The response should be the data again, identical in every line.

** Records shown follows **

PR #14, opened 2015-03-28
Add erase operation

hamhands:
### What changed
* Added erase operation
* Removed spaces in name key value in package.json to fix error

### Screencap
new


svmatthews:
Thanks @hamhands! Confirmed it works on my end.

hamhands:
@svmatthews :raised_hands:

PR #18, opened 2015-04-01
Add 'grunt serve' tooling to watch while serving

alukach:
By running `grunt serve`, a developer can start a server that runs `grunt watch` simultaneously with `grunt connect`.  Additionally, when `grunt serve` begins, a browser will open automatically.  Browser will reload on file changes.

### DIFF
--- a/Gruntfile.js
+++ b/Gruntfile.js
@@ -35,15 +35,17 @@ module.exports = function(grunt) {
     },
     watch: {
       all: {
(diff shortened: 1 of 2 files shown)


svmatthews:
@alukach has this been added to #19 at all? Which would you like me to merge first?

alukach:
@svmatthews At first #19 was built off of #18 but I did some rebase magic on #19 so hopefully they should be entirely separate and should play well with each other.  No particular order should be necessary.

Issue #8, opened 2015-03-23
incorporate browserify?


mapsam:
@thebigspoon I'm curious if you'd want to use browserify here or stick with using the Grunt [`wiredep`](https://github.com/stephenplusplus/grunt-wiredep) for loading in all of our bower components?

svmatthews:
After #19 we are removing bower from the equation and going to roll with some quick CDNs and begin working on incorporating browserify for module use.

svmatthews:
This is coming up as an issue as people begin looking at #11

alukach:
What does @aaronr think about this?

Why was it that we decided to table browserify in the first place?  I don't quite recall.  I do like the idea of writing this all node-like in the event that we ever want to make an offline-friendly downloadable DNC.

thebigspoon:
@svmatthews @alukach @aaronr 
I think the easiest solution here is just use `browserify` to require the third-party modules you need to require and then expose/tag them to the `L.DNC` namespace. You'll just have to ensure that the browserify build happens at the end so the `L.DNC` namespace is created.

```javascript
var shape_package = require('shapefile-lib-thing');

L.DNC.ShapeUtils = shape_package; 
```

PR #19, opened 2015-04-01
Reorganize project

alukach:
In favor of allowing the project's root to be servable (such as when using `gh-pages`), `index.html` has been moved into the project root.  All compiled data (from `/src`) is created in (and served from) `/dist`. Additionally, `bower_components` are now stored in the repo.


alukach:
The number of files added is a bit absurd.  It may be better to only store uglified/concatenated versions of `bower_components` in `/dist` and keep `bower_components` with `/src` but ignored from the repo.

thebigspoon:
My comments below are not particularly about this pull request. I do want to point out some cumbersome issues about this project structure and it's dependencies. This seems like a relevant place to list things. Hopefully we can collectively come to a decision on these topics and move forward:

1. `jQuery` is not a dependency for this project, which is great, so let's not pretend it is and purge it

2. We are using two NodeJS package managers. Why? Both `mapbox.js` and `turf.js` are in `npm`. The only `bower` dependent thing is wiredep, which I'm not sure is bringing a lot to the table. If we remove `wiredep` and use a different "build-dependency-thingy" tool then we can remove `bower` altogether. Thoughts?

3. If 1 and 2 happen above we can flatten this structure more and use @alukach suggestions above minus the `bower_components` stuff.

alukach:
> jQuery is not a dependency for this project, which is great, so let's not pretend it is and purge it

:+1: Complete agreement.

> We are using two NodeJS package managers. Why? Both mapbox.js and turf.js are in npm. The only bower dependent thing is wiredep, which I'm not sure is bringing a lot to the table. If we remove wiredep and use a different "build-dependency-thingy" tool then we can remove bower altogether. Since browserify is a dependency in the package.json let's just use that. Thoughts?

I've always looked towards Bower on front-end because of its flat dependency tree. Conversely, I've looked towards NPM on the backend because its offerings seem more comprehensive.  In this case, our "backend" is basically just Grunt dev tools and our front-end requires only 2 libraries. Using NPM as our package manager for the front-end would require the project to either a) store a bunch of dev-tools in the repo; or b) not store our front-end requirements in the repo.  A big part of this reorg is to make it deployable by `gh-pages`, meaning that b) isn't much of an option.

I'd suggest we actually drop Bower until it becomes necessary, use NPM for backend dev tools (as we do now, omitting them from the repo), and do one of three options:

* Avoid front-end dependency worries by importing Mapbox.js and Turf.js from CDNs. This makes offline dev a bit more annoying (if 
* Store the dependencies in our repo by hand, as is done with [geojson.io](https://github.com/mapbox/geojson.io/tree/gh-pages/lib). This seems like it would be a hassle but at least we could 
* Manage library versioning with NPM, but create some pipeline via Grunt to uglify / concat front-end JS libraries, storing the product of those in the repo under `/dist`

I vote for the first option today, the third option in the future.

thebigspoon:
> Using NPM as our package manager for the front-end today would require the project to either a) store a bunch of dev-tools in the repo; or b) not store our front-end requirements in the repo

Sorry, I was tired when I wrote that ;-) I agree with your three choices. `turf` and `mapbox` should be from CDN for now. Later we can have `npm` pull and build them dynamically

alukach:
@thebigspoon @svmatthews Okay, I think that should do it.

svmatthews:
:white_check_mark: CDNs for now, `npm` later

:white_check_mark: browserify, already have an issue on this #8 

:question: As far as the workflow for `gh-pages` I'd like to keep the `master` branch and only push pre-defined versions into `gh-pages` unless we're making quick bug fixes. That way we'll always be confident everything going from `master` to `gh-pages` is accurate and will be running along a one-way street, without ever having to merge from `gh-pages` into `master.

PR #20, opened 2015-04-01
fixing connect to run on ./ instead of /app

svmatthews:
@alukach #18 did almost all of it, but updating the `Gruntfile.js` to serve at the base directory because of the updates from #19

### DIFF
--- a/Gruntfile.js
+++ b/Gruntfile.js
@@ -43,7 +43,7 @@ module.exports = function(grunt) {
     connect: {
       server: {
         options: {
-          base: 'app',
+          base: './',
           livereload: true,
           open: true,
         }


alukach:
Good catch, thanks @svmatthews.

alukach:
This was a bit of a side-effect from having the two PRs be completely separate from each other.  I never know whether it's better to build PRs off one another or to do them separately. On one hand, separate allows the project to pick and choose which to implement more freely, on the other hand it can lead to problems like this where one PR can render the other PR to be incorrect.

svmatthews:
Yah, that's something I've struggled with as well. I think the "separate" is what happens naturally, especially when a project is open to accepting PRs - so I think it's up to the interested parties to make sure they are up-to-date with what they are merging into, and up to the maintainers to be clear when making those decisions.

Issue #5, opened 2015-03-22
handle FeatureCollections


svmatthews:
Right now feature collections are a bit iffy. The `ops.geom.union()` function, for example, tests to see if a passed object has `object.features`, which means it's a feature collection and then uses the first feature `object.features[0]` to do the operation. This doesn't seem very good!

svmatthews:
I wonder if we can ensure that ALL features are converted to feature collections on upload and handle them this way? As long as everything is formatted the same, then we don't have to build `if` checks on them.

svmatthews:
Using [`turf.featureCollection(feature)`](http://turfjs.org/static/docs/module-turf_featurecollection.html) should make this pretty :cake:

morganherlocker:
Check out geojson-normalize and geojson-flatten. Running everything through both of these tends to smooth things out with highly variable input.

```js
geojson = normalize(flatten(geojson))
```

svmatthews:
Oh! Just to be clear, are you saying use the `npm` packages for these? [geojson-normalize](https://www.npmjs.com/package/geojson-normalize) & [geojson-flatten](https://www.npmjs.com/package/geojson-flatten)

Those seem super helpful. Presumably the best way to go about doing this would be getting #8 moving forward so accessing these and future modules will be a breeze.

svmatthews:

** End of Records shown **

Task result
PR #14, opened 2015-03-28
Add erase operation

hamhands:
### What changed
* Added erase operation
* Removed spaces in name key value in package.json to fix error

### Screencap
new


svmatthews:
Thanks @hamhands! Confirmed it works on my end.

hamhands:
@svmatthews :raised_hands:

PR #18, opened 2015-04-01
Add 'grunt serve' tooling to watch while serving

alukach:
By running `grunt serve`, a developer can start a server that runs `grunt watch` simultaneously with `grunt connect`.  Additionally, when `grunt serve` begins, a browser will open automatically.  Browser will reload on file changes.

### DIFF
--- a/Gruntfile.js
+++ b/Gruntfile.js
@@ -35,15 +35,17 @@ module.exports = function(grunt) {
     },
     watch: {
       all: {
(diff shortened: 1 of 2 files shown)


svmatthews:
@alukach has this been added to #19 at all? Which would you like me to merge first?

alukach:
@svmatthews At first #19 was built off of #18 but I did some rebase magic on #19 so hopefully they should be entirely separate and should play well with each other.  No particular order should be necessary.

Issue #8, opened 2015-03-23
incorporate browserify?


mapsam:
@thebigspoon I'm curious if you'd want to use browserify here or stick with using the Grunt [`wiredep`](https://github.com/stephenplusplus/grunt-wiredep) for loading in all of our bower components?

svmatthews:
After #19 we are removing bower from the equation and going to roll with some quick CDNs and begin working on incorporating browserify for module use.

svmatthews:
This is coming up as an issue as people begin looking at #11

alukach:
What does @aaronr think about this?

Why was it that we decided to table browserify in the first place?  I don't quite recall.  I do like the idea of writing this all node-like in the event that we ever want to make an offline-friendly downloadable DNC.

thebigspoon:
@svmatthews @alukach @aaronr 
I think the easiest solution here is just use `browserify` to require the third-party modules you need to require and then expose/tag them to the `L.DNC` namespace. You'll just have to ensure that the browserify build happens at the end so the `L.DNC` namespace is created.

```javascript
var shape_package = require('shapefile-lib-thing');

L.DNC.ShapeUtils = shape_package; 
```

PR #19, opened 2015-04-01
Reorganize project

alukach:
In favor of allowing the project's root to be servable (such as when using `gh-pages`), `index.html` has been moved into the project root.  All compiled data (from `/src`) is created in (and served from) `/dist`. Additionally, `bower_components` are now stored in the repo.


alukach:
The number of files added is a bit absurd.  It may be better to only store uglified/concatenated versions of `bower_components` in `/dist` and keep `bower_components` with `/src` but ignored from the repo.

thebigspoon:
My comments below are not particularly about this pull request. I do want to point out some cumbersome issues about this project structure and it's dependencies. This seems like a relevant place to list things. Hopefully we can collectively come to a decision on these topics and move forward:

1. `jQuery` is not a dependency for this project, which is great, so let's not pretend it is and purge it

2. We are using two NodeJS package managers. Why? Both `mapbox.js` and `turf.js` are in `npm`. The only `bower` dependent thing is wiredep, which I'm not sure is bringing a lot to the table. If we remove `wiredep` and use a different "build-dependency-thingy" tool then we can remove `bower` altogether. Thoughts?

3. If 1 and 2 happen above we can flatten this structure more and use @alukach suggestions above minus the `bower_components` stuff.

alukach:
> jQuery is not a dependency for this project, which is great, so let's not pretend it is and purge it

:+1: Complete agreement.

> We are using two NodeJS package managers. Why? Both mapbox.js and turf.js are in npm. The only bower dependent thing is wiredep, which I'm not sure is bringing a lot to the table. If we remove wiredep and use a different "build-dependency-thingy" tool then we can remove bower altogether. Since browserify is a dependency in the package.json let's just use that. Thoughts?

I've always looked towards Bower on front-end because of its flat dependency tree. Conversely, I've looked towards NPM on the backend because its offerings seem more comprehensive.  In this case, our "backend" is basically just Grunt dev tools and our front-end requires only 2 libraries. Using NPM as our package manager for the front-end would require the project to either a) store a bunch of dev-tools in the repo; or b) not store our front-end requirements in the repo.  A big part of this reorg is to make it deployable by `gh-pages`, meaning that b) isn't much of an option.

I'd suggest we actually drop Bower until it becomes necessary, use NPM for backend dev tools (as we do now, omitting them from the repo), and do one of three options:

* Avoid front-end dependency worries by importing Mapbox.js and Turf.js from CDNs. This makes offline dev a bit more annoying (if 
* Store the dependencies in our repo by hand, as is done with [geojson.io](https://github.com/mapbox/geojson.io/tree/gh-pages/lib). This seems like it would be a hassle but at least we could 
* Manage library versioning with NPM, but create some pipeline via Grunt to uglify / concat front-end JS libraries, storing the product of those in the repo under `/dist`

I vote for the first option today, the third option in the future.

thebigspoon:
> Using NPM as our package manager for the front-end today would require the project to either a) store a bunch of dev-tools in the repo; or b) not store our front-end requirements in the repo

Sorry, I was tired when I wrote that ;-) I agree with your three choices. `turf` and `mapbox` should be from CDN for now. Later we can have `npm` pull and build them dynamically

alukach:
@thebigspoon @svmatthews Okay, I think that should do it.

svmatthews:
:white_check_mark: CDNs for now, `npm` later

:white_check_mark: browserify, already have an issue on this #8 

:question: As far as the workflow for `gh-pages` I'd like to keep the `master` branch and only push pre-defined versions into `gh-pages` unless we're making quick bug fixes. That way we'll always be confident everything going from `master` to `gh-pages` is accurate and will be running along a one-way street, without ever having to merge from `gh-pages` into `master.

PR #20, opened 2015-04-01
fixing connect to run on ./ instead of /app

svmatthews:
@alukach #18 did almost all of it, but updating the `Gruntfile.js` to serve at the base directory because of the updates from #19

### DIFF
--- a/Gruntfile.js
+++ b/Gruntfile.js
@@ -43,7 +43,7 @@ module.exports = function(grunt) {
     connect: {
       server: {
         options: {
-          base: 'app',
+          base: './',
           livereload: true,
           open: true,
         }


alukach:
Good catch, thanks @svmatthews.

alukach:
This was a bit of a side-effect from having the two PRs be completely separate from each other.  I never know whether it's better to build PRs off one another or to do them separately. On one hand, separate allows the project to pick and choose which to implement more freely, on the other hand it can lead to problems like this where one PR can render the other PR to be incorrect.

svmatthews:
Yah, that's something I've struggled with as well. I think the "separate" is what happens naturally, especially when a project is open to accepting PRs - so I think it's up to the interested parties to make sure they are up-to-date with what they are merging into, and up to the maintainers to be clear when making those decisions.

Issue #5, opened 2015-03-22
handle FeatureCollections


svmatthews:
Right now feature collections are a bit iffy. The `ops.geom.union()` function, for example, tests to see if a passed object has `object.features`, which means it's a feature collection and then uses the first feature `object.features[0]` to do the operation. This doesn't seem very good!

svmatthews:
I wonder if we can ensure that ALL features are converted to feature collections on upload and handle them this way? As long as everything is formatted the same, then we don't have to build `if` checks on them.

svmatthews:
Using [`turf.featureCollection(feature)`](http://turfjs.org/static/docs/module-turf_featurecollection.html) should make this pretty :cake:

morganherlocker:
Check out geojson-normalize and geojson-flatten. Running everything through both of these tends to smooth things out with highly variable input.

```js
geojson = normalize(flatten(geojson))
```

svmatthews:
Oh! Just to be clear, are you saying use the `npm` packages for these? [geojson-normalize](https://www.npmjs.com/package/geojson-normalize) & [geojson-flatten](https://www.npmjs.com/package/geojson-flatten)

Those seem super helpful. Presumably the best way to go about doing this would be getting #8 moving forward so accessing these and future modules will be a breeze.

svmatthews:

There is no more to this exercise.